75% | 29.000000 | 1.000000 | 54.000000 | 2.000000 | 43.000000 | 1.000000 | 4.000000 | 7.000000 | 40.000000 | 2300.000000 | ... | 8.000000 | 3.000000 | NaN | NaN | NaN | 5700.000000 | 23.000000 | 49920.000000 | 1.000000 | 0.000000 |

max | 810.000000 | 2.000000 | 85.000000 | 2.000000 | 46.000000 | 26.000000 | 8.000000 | 7.000000 | 99.000000 | 9999.000000 | ... | 8.000000 | 5.000000 | NaN | NaN | NaN | 9750.000000 | 99.990000 | 361920.000000 | 1.000000 | 1.000000 |

8 rows × 24 columns

## Exercise 1¶

How many observations have a college degree, how many does not have a college degree.

## Exercise 2¶

Show the raw difference of `earnhre_dollars`

between the group with college degree and that without the college.

## Exercise 3¶

Select the covariates that may be correlated with the treatment and dependent variables, use these covariates fit a logistic model to obtain propensity score.

## Exercise 4¶

Evaluate the common support of the treated and control groups

## Exercise 5¶

Obtain a matched sample using k:1 nearest neighbor method.

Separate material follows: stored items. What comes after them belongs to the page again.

PR #17, opened 2021-02-01
fixing an initialisation issue when using postgres as docstore

kotharironak:
The listCollection api returns the list of tables prefix with db name.
```
INFO  o.h.c.s.s.DocumentConfigStore - list of collections:[default_db.attribute_metadata, default_db.config_bootstrap_status, default_db.configurations, default_db.entity_types, default_db.entity_type_relations]
```
So, the method `getOrCreateCollection` was failing on postgres collection side if a table already exists.

```
postgres                | 2021-02-01 08:16:20.136 UTC [76] ERROR:  relation "configurations" already exists
```

Currently, there is an assumption on dbname (`default_db`) while using mongo as docstore, we will have to fix that first. For now, 
We don't have to explicitly check if the collection exists while using `mongo` as docstore. On postgres side, it has been taken care of inside getCollection api.

### DIFF
--- a/config-service-impl/src/main/java/org/hypertrace/config/service/store/DocumentConfigStore.java
+++ b/config-service-impl/src/main/java/org/hypertrace/config/service/store/DocumentConfigStore.java
@@ -55,7 +55,7 @@ public class DocumentConfigStore implements ConfigStore {
   @Override
   public void init(Config config) {
     datastore = initDataStore(config);
-    this.collection = getOrCreateCollection(datastore);
+    this.collection = this.datastore.getCollection(CONFIGURATIONS_COLLECTION);;
   }
 
   private Datastore initDataStore(Config config) {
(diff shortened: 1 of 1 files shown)


config-service-impl/src/main/java/org/hypertrace/config/service/store/DocumentConfigStore.java
```diff
@@ -55,7 +55,7 @@
   @Override
   public void init(Config config) {
     datastore = initDataStore(config);
-    this.collection = getOrCreateCollection(datastore);
+    this.collection = this.datastore.getCollection(CONFIGURATIONS_COLLECTION);;
```
pavan-traceable, line 58: Won't this affect other stores ?

kotharironak: Added the context and description. 
Postgres handles currently in getCollection API
- https://github.com/hypertrace/document-store/blob/main/document-store/src/main/java/org/hypertrace/core/documentstore/postgres/PostgresDatastore.java#L116

kotharironak: Have tested locally running Hypetrace with postgres
Screenshot 2021-02-01 at 5 38 57 PM
Screenshot 2021-02-01 at 5 40 17 PM

GurtejSohi:
> We don't have to explicitly check if the collection exists while using mongo as docstore.

What happens if the collection does not exist? Does the method `getCollection()` create it in that case?

config-service-impl/src/main/java/org/hypertrace/config/service/store/DocumentConfigStore.java
kotharironak: We had a restructuring ticket for the same, but it was not prioritized so far - https://github.com/hypertrace/hypertrace/issues/123

kotharironak:
> > We don't have to explicitly check if the collection exists while using mongo as docstore.
> 
> What happens if the collection does not exist? Does the method `getCollection()` create it in that case?

Yes, mongo takes care of it whenever any document is added. This is how it is used currently in other services - https://github.com/hypertrace/entity-service/blob/main/entity-service-impl/src/main/java/org/hypertrace/entity/data/service/EntityDataServiceImpl.java#L68 - while using mongo and so, Postgres side, we had to create a collection inside `getCollection` api implementation.

GurtejSohi (approved):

Show the top ten rows of the matched data

## Exercise 6¶

Conduct a t-test between the treatment and control group using the matched data. Interpret the result. Are covariates balanced?

## Exercise 7¶

Fit four separate regression models to estimate the effect of college education on earning per hour. - an OLS model, including only the treatment variable - an OLS model, including the treatment variable and covariates - a weighted least squared model, including only the treatment variable, using the weight obtained by propensity score matching - a weighted least squared model, including the treatment variable and covariates, using the weight obtained by propensity score matching

Compare the above four models, interpret the results.